● What the task asks: Up to and including the line with "--- a/lib/Doctrine/ORM/UnitOfWork.php", copy the records below exactly from their first line.
[Start of section]
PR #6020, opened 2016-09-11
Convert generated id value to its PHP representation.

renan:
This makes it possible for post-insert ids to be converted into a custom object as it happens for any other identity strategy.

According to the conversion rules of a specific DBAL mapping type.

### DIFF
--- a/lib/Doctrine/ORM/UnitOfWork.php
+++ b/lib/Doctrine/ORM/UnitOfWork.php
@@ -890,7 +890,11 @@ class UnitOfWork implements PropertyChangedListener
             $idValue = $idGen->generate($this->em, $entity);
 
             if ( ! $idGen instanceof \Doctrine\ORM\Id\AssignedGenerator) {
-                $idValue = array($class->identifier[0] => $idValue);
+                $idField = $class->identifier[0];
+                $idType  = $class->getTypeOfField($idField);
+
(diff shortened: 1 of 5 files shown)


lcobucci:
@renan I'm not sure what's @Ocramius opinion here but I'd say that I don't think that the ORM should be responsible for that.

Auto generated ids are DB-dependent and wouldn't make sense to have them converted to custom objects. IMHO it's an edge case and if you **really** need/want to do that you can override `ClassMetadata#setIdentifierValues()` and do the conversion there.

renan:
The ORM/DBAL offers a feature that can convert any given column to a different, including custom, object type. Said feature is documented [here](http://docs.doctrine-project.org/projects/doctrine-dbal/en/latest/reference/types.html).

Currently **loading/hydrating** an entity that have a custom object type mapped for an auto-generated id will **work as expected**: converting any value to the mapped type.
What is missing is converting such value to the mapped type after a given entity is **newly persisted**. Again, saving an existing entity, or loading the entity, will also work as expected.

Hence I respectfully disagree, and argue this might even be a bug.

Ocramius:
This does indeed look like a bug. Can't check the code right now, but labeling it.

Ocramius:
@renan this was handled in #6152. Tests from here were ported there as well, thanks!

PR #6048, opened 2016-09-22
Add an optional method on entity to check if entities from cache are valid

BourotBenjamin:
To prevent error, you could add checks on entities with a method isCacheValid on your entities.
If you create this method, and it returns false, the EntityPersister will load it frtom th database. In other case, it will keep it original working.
[End of section]
● Solution to this task:
PR #6020, opened 2016-09-11
Convert generated id value to its PHP representation.

renan:
This makes it possible for post-insert ids to be converted into a custom object as it happens for any other identity strategy.

According to the conversion rules of a specific DBAL mapping type.

### DIFF
--- a/lib/Doctrine/ORM/UnitOfWork.php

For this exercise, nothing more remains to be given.